■ **Your objective**
Return exactly those lines of the material below that fall between the line holding "PR #463, opened 2018-11-06" and the line holding "On 2018-11-06 04:34:25", inclusive.

■ **Dataset content**
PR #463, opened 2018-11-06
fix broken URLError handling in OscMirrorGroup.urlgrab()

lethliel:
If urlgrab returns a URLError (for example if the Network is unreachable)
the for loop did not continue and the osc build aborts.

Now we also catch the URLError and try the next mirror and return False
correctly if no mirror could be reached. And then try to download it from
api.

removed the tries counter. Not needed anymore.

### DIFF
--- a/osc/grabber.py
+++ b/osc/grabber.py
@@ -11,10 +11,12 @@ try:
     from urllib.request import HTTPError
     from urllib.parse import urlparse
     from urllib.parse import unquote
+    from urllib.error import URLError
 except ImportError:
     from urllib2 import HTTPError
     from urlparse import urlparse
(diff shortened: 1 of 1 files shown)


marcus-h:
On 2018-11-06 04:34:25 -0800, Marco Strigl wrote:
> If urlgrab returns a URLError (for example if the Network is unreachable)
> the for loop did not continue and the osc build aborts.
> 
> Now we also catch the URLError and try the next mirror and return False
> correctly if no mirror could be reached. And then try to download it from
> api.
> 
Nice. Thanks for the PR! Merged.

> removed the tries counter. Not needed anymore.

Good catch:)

* * *

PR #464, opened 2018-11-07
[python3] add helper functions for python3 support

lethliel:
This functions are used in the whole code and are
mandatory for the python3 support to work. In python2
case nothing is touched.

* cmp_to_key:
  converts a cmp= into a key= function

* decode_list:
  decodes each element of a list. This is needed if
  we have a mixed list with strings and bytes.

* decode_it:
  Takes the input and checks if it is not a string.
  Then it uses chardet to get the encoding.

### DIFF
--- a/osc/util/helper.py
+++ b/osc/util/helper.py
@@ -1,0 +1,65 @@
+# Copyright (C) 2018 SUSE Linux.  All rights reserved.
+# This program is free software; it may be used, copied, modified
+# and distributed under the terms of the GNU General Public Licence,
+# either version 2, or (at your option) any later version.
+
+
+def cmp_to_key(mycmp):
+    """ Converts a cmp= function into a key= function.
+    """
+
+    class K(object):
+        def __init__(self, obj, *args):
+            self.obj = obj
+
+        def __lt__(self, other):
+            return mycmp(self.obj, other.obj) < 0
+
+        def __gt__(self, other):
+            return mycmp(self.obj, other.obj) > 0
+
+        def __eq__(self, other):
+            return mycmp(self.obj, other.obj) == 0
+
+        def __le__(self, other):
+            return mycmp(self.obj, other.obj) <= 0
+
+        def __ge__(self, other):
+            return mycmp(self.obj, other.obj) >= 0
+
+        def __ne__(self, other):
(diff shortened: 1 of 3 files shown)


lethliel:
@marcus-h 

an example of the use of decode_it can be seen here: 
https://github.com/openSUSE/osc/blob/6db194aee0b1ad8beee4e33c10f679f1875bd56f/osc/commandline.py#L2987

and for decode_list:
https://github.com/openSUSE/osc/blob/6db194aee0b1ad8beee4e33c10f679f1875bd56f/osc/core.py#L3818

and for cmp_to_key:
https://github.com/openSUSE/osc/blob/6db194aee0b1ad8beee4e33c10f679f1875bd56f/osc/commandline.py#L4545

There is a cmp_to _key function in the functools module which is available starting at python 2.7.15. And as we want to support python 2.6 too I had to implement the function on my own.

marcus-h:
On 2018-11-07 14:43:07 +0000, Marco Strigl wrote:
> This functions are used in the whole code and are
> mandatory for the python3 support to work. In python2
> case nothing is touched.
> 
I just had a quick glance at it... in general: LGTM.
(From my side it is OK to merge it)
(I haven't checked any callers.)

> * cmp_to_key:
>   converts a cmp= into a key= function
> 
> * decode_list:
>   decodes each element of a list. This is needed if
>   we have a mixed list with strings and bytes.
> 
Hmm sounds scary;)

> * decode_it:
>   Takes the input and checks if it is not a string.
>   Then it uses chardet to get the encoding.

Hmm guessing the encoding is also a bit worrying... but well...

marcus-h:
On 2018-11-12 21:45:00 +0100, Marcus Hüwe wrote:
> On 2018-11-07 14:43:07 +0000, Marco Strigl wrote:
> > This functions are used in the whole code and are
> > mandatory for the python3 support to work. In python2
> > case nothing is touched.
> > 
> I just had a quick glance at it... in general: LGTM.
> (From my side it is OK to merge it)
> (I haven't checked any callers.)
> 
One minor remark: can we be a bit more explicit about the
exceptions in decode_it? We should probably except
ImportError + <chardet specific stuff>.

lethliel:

■ **Your response**
PR #463, opened 2018-11-06
fix broken URLError handling in OscMirrorGroup.urlgrab()

lethliel:
If urlgrab returns a URLError (for example if the Network is unreachable)
the for loop did not continue and the osc build aborts.

Now we also catch the URLError and try the next mirror and return False
correctly if no mirror could be reached. And then try to download it from
api.

removed the tries counter. Not needed anymore.

### DIFF
--- a/osc/grabber.py
+++ b/osc/grabber.py
@@ -11,10 +11,12 @@ try:
     from urllib.request import HTTPError
     from urllib.parse import urlparse
     from urllib.parse import unquote
+    from urllib.error import URLError
 except ImportError:
     from urllib2 import HTTPError
     from urlparse import urlparse
(diff shortened: 1 of 1 files shown)


marcus-h:
On 2018-11-06 04:34:25 -0800, Marco Strigl wrote:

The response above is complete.